Subramanyam S, founder, president and CEO of AscentHR, is an entrepreneur with immense experience in Finance, Legal and Business management. He is a corporate lawyer and a fellow member of “The Institute of Company Secretaries of India”. A finance and business management specialist, it was Subramanyam’s quest for bringing innovative solutions and services in the HR industry that led him to build AscentHR. His experience includes exposures in Advani Oerlikon group, Shonk Technologies in finance, HR and corporate legal services.
At the core of all enterprise-level decision-making is valuable, processed, organized information. It is gathered in an orderly fashion over a well-defined period. The availability of this usable information is no coincidence. It is made possible through relentless work invested into collecting data, organizing it into searchable formats, and maintaining the repository of information in a query-ready state. This process of ensuring that data is kept ready for use comes under the contemporary moniker ‘Management Information System’ or simply MIS.
Importance of MIS to a business
No business in modern times tries to get by without an MIS. And for those that are convinced of its efficacy, the applications to be harnessed are plenty. The reliance on MIS reports has only grown in the past two decades and is not likely to dip anytime soon.
An MIS combines both the software and hardware capabilities for housing an organization’s data repositories. All operations required to keep the MIS in working order require specialized knowledge of Computer Systems. The outputs of an MIS are the reports it offers. A business could maintain databases and MIS related to Finances, Sales figures, HR metrics, Budgets, Trend reports, or Exception reports. Across an organization, various middle and top-level executives would require these reports periodically to make the best possible decisions in line with established organizational goals.
Analytics in the scheme of a business
Much has been written about data-led insights being the in-thing. It continues to be valued because Analytics is the broad-range area of study that has made quantitative, instructive decision-making possible. Data-led decisions stand the test of varying business cycles. Accumulation of data with a specific purpose in mind, and the utility of the said data further downstream are the prerequisites of effective analytics.
Analytics are used by businesses to get answers to deeply-specific queries. Using past-data, future trends and projections are made to help a business make crucial estimates and preparations for resources. With the pull and push of demand and supply underscored by a multitude of factors and drivers being what they are, analytics is the lone ‘sensible’ way of making decisions.

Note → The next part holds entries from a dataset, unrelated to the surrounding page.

PR #116, opened 2016-03-31
Display distance info in the tooltip

SJuliez:
Changes: 
- If there is a selected unit, the board tooltip will display the distance to that unit. The selected unit is the active unit of a player, not necessarily the one viewed in the unitdisplay.
- In the movement phase, when a planned movement is shown, the distance to the endpoint of that is also shown.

Analytics and MIS – the invariable meeting point in business strategy
If the maintenance of MIS is the core on which all decision-making is based, Analytics is the process of manipulating the reportage gathered over time to produce usable insights. Predictably, these two efforts are all the better for a keen sense of business understanding to guide the avenues along which they are deployed. This intangible skill is called ‘Business Intelligence’.
Business intelligence is central to the use of MIS and Analytics to optimize results. The tenets of Project Management may be used to coordinate all these activities and proceed gradually towards the listed goals.
The use of data-led techniques like Analytics on the MIS where Business Intelligence is employed to drive decision-making is sometimes lumped together under the umbrella term ‘Business Analytics’.
Enter Automation in Business Analytics
Automation of oft-used processes reduces time and resources expended on it. The stakeholders involved in the decision-making worry less about the time taken to separate insights from the noise when automation is on point. Instead, they focus on the import of the insights, and how they can be deployed towards greater efficiency of their operations in the future.
The freed-up cerebral equity is then diverted to creative exploration, planning, and analyses which do not fall under the purview of numerical quantities. Examples of areas that stand to benefit from effective deployment of Automation are Corporate Social Responsibility, Sustainability, and Environmental, Social, and Governance (ESG) criteria.
Cost-savings are only a part of the picture. The amount of trouble saved in repeated tasks, especially across distributed teams, contributes directly towards process harmony and outcomes are optimized. Where errors enter the workflow, their origin can easily be flagged and corrections can be enforced within moments. The configuration required for these additional checks and balances is programmable within a few extra steps.
Automation is scalability-friendly. Like any good piece of tech, Automation in MIS and Analytics can cushion dramatic shifts in demand, with little or no loss. Housed on cloud platforms or proprietary storage databases, automated workflows run predictably for pre-defined sample sizes, but can also be altered with minimal effort when the size changes.
These facets of Automation prove that it’s not just a good-to-have feature, but a necessity. Forward-looking businesses cannot afford to miss out on the many advantages Automation offers.
Future scope
Automation of workflows and task families across MIS and large datasets on which analytical procedures are usually carried out is open-ended. There are virtually few limitations to its applicability. With the right infrastructural capabilities, the full scope of automation across data sets can be envisaged by corporations. The transferability across applications and environments becomes possible by virtue of API-integrations and plug-and-play automation systems.
As such the applications for automation are only set to increase in a largely-digitized business panorama. The true extent of it is, at the moment, only limited by the human elements that play the role of facilitator-and-master-controller.